« L’Europe est perçue comme une pari « value » et le sentiment parmi les investisseurs est qu’elle ne surperformera pas tant que le style « value » et les secteurs cycliques ainsi que les financières ne commenceront pas à faire mieux. »
En quelques mots, les stratégistes d’UBS, après une semaine de rencontre avec des investisseurs américains, permettent de comprendre pourquoi les actions européennes sont en retard, voire amplifient leur sous-performance par rapport aux actions américaines.
Depuis le début de l’année, pour un investisseur en euros, les actions européennes (indice Morningstar Europe NR EUR) ont cédé 1,1% quand les actions américaines (Morningstar US Markets TR) ont rapporté 13,5%.
Sur 5 ans, en rythme annualisé, l’écart de performance atteint près de 10 points de pourcentage (6,73% par an en Europe contre 16,44% aux Etats-Unis) et sur 10 ans, il est d’un peu plus de 7 points de pourcentage (respectivement 6,22% contre 13,45%).
Dans cet écart de performance, les investisseurs américains ont souvent joué un rôle important, en particulier en contribuant aux phases de rebond des indices européens.
A plus court terme, d’autres facteurs permettent d’expliquer la sous-performance des actions européennes. Voici les 5 plus importants.
1. La première raison est liée à la composition sectorielle des indices. Aux Etats-Unis, le poids de la technologie est très important. Ce secteur a connu une progression boursière très importante au cours des dix dernières années, alors qu’il représente 26% des indices américains contre 5% à 6% pour les indices européens.
Si l’on décompose par secteur l’écart de performance, la technologie représente près de la moitié, et les financières expliquent environ 20% de l’écart. La santé est également un autre secteur contribuant à la différence de performance entre Europe et Etats-Unis.
2. L’environnement économique aux Etats-Unis a été plus favorable aux entreprises, leur permettant d’afficher une dynamique de croissance bénéficiaire plus soutenue qu’en Europe. Cette année, les profits des entreprises américaines devraient bondir de 23,5% contre 8,6% en Europe, 4,2% au Japon et 14,4% dans les pays émergents (dont 16,1% en Chine), selon les données de consensus IBES, citées par une note de Bank of America Merrill Lynch.
3. L’exposition aux marchés émergents, qui a été dans le passé un moteur de performance, est cette année un détracteur.
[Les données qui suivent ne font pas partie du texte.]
PR #2, opened 2016-08-19
edit the formated double " to the right ``

ESP32DE:


Spritetm:
Thanks for contributing! Fyi, this is fixed in our internal Git, and will be uploaded the next time we push that to Github. We don't have automatic pushing in place just yet, so it'll take until after the weekeind before you see this change.

Spritetm:
Fixed in latest master.

PR #4, opened 2016-09-01
Replace outdated use of c_types.h with stdint

ESP32DE:
Replace outdated use of c_types.h with stdint
uint32 -> uint32_t


projectgus:
Thanks Rudi! I've added this PR and #5 into our internal change queue.

For future reference, if you make changes on the same branch then you can add commits to an existing PR. You don't need to create a new PR each time (but github will do this if you create a new branch each time.)

ESP32DE:
ah - thanks - have not seen "Add more commits by pushing to the" - ok now i know.
you guys are hard working team! where we can - we support you :+1:

PR #21, opened 2016-09-22
Backport the static allocation feature from FreeRTOS V9.0.0

danicampora:
This feature allows to use static buffers (or from a pool of memory which is not
controlled by FreeRTOS). 
In order to reduce the impact of the changes, the static feature has only been added 
to the queus (and in consequence to the semaphores and the mutexes) and the tasks. 
The Timer task is always dynamically allocated and also the idle task(s), which in the
case of the ESP-IDF is ok, since we always need to have dynamic allocation enabled.

### DIFF
--- a/components/freertos/include/freertos/FreeRTOS.h
+++ b/components/freertos/include/freertos/FreeRTOS.h
@@ -74,6 +74,7 @@
  * Include the generic headers required for the FreeRTOS port being used.
  */
 #include <stddef.h>
+#include "sys/reent.h"
 
 /*
  * If stdint.h cannot be located then:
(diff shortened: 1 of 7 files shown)


danicampora:
This change is the last requirement needed in order to enable MicroPython threading on the ESP32. MicroPython threads (and locks) are created using native FreeRTOS objects that must live in the pool of memory owned by MicroPython's garbage collector.

danicampora:
I fixed the bug of not saving the CoreID during task initialization and pushed again.

negativekelvin:
Just wondering what are the considerations for backporting these features vs moving completely to freertos 9?  

> FreeRTOS V9.x.x is a drop-in compatible replacement for FreeRTOS V8.x.x

igrr:
Latest FreeRTOS version for which an Xtensa port is available is 8.2.0. It has been extensively modified to support dual core setup. So while version 9.0.0 may be a drop in replacement from the application perspective, it is not drop-in from the port perspective.

danicampora:
@igrr @Spritetm is there any update on this? Have you had a chance to look at it? Thanks :-)

projectgus:
Hi @danicompara,

Sorry for the slow update. This commit is in our internal review/test queue for merging. This week will be quiet because all of China is on holidays (Golden Week), but we should get back to you shortly after.

Angus

danicampora:
@projectgus thanks for the feedback!

igrr:
Turned out that test failures we saw were unrelated to FreeRTOS changes. This is now merged in master. Daniel, sorry that it took so long.

danicampora:
No probs @igrr , I'm happy that it's merged now :-)

PR #70, opened 2016-11-03
examples: add a "wifi scan" example

noduino:


bvernoux:
It will be really better to add example with fully open source license (not GPL/LGPL) for any reuse like using Apache 2.0 or BSD as it is the purpose of example ...
Could you change that ?

igrr:
Even better, do the same as we do for our examples:

```
    This example code is in the Public Domain (or CC0 licensed, at your option.)
```

icamgo:
have changed the license to Apache license 2.0

igrr:
Thanks for the PR.
I am not sure about your addition of `u8glib` and `U8glib` libraries.
First, please check https://github.com/espressif/esp-idf/blob/master/CONTRIBUTING.rst#before-contributing, in particular the first point.
Second, these libraries do not seem to be related to the topic of your PR ('add a wifi scan example).
Third, adding two folders which differ only in their case is not the best idea. On Windows and macOS filesystems are case-insensitive by default. So guess what happens when someone checks out the repository on such a system? :)

Next, for the code which you add, please observe ESP-IDF style guide.
It's not yet merged into master, I have put a temporary copy of it here: https://gist.github.com/igrr/008c58b228d885d191e8dcafaab8eb16

Yet another note: the example file says something like "Licensed to the Apache Software Foundation (ASF)". This should not be the case... Please review [contributor license agreement](https://github.com/espressif/esp-idf/blob/master/docs/contributor-agreement.rst).

icamgo:
please forget the commits not related to "wifi scan" example

projectgus:
@icamgo Thanks for sending this in, very much appreciate the contribution.

We would really prefer all our examples to be Public Domain/CC0 licensed. This way a user can combine a few of them into one program without picking up extra license Copyright notices along the way.

How would you feel about using the license header from one of the other examples, rather than Apache? ie this header: https://github.com/espressif/esp-idf/blob/master/examples/02_blink/main/blink.c#L3

Thanks again,

Angus

examples/06_wifi_scan/main/app_main.c
```diff
@@ -0,0 +1,76 @@
...
+	esp_wifi_set_mode(WIFI_MODE_STA);
+	esp_wifi_start();
+}
+
+void app_main()
+{
+	nvs_flash_init();
+	system_init();
+	wifi_init();
+	printf("Welcome to Noduino Quantum\r\n");
```
projectgus: Could you change this to a generic message "Welcome to esp-idf wifi_scan demo" or something, please?

examples/06_wifi_scan/main/component.mk
```diff
@@ -0,0 +1,10 @@
+#
+# Main Makefile. This is basically the same as a component makefile.
+#
+# This Makefile should, at the very least, just include $(SDK_PATH)/make/component_common.mk. By default,
```
projectgus: The newly updated esp-idf build system doesn't require including component_common.mk, so you can delete everything from this line down.

examples/06_wifi_scan/main/app_main.c
```diff
@@ -0,0 +1,76 @@
+/*
+ * MaiKe Labs (2016 - 2026)
```
projectgus: I don't understand 2026...? I'm 100% OK with you crediting yourself and MaiKe Labs here, but could you please combine these into one line, ie
```
WiFi scan example

Written by Jack Tan of MaiKe Labs <jiankemeng@gmail.com>

This example code is in the Public Domain ...
```

projectgus:
Hi @icamgo ,

Sorry for so long between updates. We're still happy to look at merging this, if you're able to please sign the CLA as prompted above.

Angus

projectgus:
Closing due to inactivity.

PR #79, opened 2016-11-06
Non-Volatile Storage (NVS) Example

krzychb:
* Demonstrates how to read and write a value using NVS. The value tracks number of ESP32 module restarts.
* Shows how to use basic diagnostics to check if read / write operation was successful.


examples/07_nvs_read_write/main/nvs_read_write.c
```diff
@@ -0,0 +1,62 @@
...
+    system_init();
+
+    nvs_handle handle_to_settings;
+    esp_err_t err;
+    int32_t restart_counter = 0;
+
+    // Open the NVS
+    printf("Opening Non-Volatile Storage (NVS) ... ");
+    err = nvs_open("settings", NVS_READWRITE, &handle_to_settings);
+    printf((err != ESP_OK) ? "Failed!\n" : "OK\n");
```
igrr: This will print "Failed" in case of an error, but will continue to `nvs_get_i32` with an uninitialized `handle_to_settings`, likely causing UB.

examples/07_nvs_read_write/main/nvs_read_write.c
```diff
@@ -0,0 +1,62 @@
...
+#include "freertos/FreeRTOS.h"
+#include "freertos/task.h"
+#include "esp_system.h"
+#include "nvs_flash.h"
+#include "nvs.h"
+
+void app_main()
+{
+    nvs_flash_init();
+    system_init();
```
igrr: `system_init` not needed here since WiFi stack is not used. Plus, this function will be removed shortly.

examples/07_nvs_read_write/main/nvs_read_write.c
```diff
@@ -0,0 +1,62 @@
...
+    }
+
+    // Write to the NVS
+    printf("Updating restart counter in NVS ... ");
+    restart_counter++;
+    err = nvs_set_i32(handle_to_settings, "restart_conter", restart_counter);
+    printf((err != ESP_OK) ? "Failed!\n" : "OK\n");
+
+    // Close the NVS
+    nvs_close(handle_to_settings);
```
igrr: You need to call `nvs_commit` before calling `nvs_close`, otherwise the changes done using `nvs_set` are not guaranteed to be written to flash.

examples/07_nvs_read_write/README.md
```diff
@@ -0,0 +1,7 @@
+# Non-Volatile Storage (NVS) Read and Write Example
+
+Demonstrates how to read and write a value using NVS. The value tracks number of ESP32 module restarts.
+
```
igrr: In addition to using a fixed size int value, it may be worth demonstrating how to read and write variable-length data (str and blob) using NVS. In particular, demonstrate how to get the length of value, allocate the buffer of the sufficient size, read from nvs into a buffer, and release the buffer. I can imagine that using nvs API for variable length data storage may be less obvious, therefore example would be handy. There is some example code in the header file, it may be worth moving it here.

examples/07_nvs_read_write/main/nvs_read_write.c
krzychb: I did it on purpose to make the example simpler by not adding an extra `if` condition. My assumption was that issue with uninitialized `handle_to_settings` will be captured and displayed as an error in code below. Granted, I did not test this scenario.

examples/07_nvs_read_write/main/nvs_read_write.c
krzychb: Noted.

examples/07_nvs_read_write/main/nvs_read_write.c
igrr: It should be, but that is currently being done in another branch, along with `system_init` deprecation.

examples/07_nvs_read_write/main/nvs_read_write.c
igrr: If you want to test it, the easiest way is to change namespace name to the one which doesn't exist yes, and open it with `NVS_READ` option.

examples/08_nvs_rw_blob/main/nvs_rw_blob.c
```diff
@@ -0,0 +1,183 @@
...
+
+    // Read the size of memory space required for blob
+    size_t required_size = 0;  // value will default to 0, if not set yet in NVS
+    err = nvs_get_blob(my_handle, "run_time", NULL, &required_size);
+    if (err != ESP_OK && err != ESP_ERR_NVS_NOT_FOUND) return err;
+
+    // Read previously saved blob if available
+    uint32_t* run_time;
+    if (required_size > 0) {
+        run_time = malloc(required_size);
```
igrr: How about allocating `required_size + sizeof(uint32_t)` here in advance, to avoid doing `realloc` later?

igrr:
Except for the `malloc`/`realloc` thing, looks good to me. I will put this up for internal review.

examples/08_nvs_rw_blob/main/nvs_rw_blob.c
krzychb: Yeah - this part was bugging me.
Great tip and nice chunk of code stripped - thanks a lot!

PR #98, opened 2016-11-14
StaticQueue_t needs to have the same size as xQUEUE.

danicampora:
Without this change, building FreeRTOS with static allocation enabled succeeds, but trying to create a queue from a static buffer causes a runtime assert because the size of static and dynamic queues differ.


danicampora:
@igrr @Spritetm have you been able to check this one? It's a no-brainer ;-)

igrr:
Yes! It is merged and should be in Github master soon.

igrr:
Merged in 3830305, thanks.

L’émergence de risques pays (Turquie, Argentine) est d’autant plus sensible que les marchés émergents représentent 30% du revenu des entreprises européennes contre 15% aux Etats-Unis.
4. Paradoxalement, si la force de l’euro a, par le passé, pesé sur la performance des Bourses européennes, sa faiblesse n’aide pas non plus. Pour les stratégistes d’UBS, cela semble lié au facteur des pays émergents, lequel a plus que contrebalancé l’effet positif de la baisse de l’euro sur le chiffre d’affaires des entreprises européennes.
5. Un dernière différence majeure entre les deux pays est le fait que les entreprises européennes n’ont pas profité de la faiblesse des taux d’intérêt pour s’endetter et procéder à des rachats d’actions. Certes, l’année 2018 marque un record sur ce plan par rapport à 2011, mais on est à des années-lumières de ce que font les entreprises américaines.
Cette frugalité des entreprises européennes pour leurs propres titres peut surprendre et rassurer à la fois. Si les conditions financières sont attrayantes, celles qui estiment leur titre sous-évalué peuvent justement procéder à des rachats d’actions, mesure qui s’avère alors rentable pour leurs actionnaires.
Mais elle peut aussi rassurer et montrer une certaine discipline des dirigeants européens, au moment où beaucoup s’interrogent sur la durabilité du cycle de reprise économique mondial, qui entre dans sa dixième année depuis la faillite de Lehman Brothers, qui avait ouvert la porte à la plus grande crise financière depuis 1929.
La conclusion est que si les actions européennes peuvent présenter quelque mérite – en termes de valorisation par exemple – les fondamentaux ne semblent pas suffisamment solides pour justifier un retournement de tendance et une surperformance de la classe d’actifs par rapport aux actions américaines.
Cela dit, certains investisseurs contrariants pourraient considérer que le sentiment de marché est devenu trop pessimiste sur la classe d’actifs. En l’absence de récession à court terme ou de détérioration des fondamentaux, ceci pourrait justement offrir une opportunité d’acheter une classe d’actifs qui se paie aujourd’hui 13,2x les résultats, soit en-deçà de sa moyenne historique et des actions américaines qui fleurtent avec un multiple de 17x les résultat prévus à 12 mois.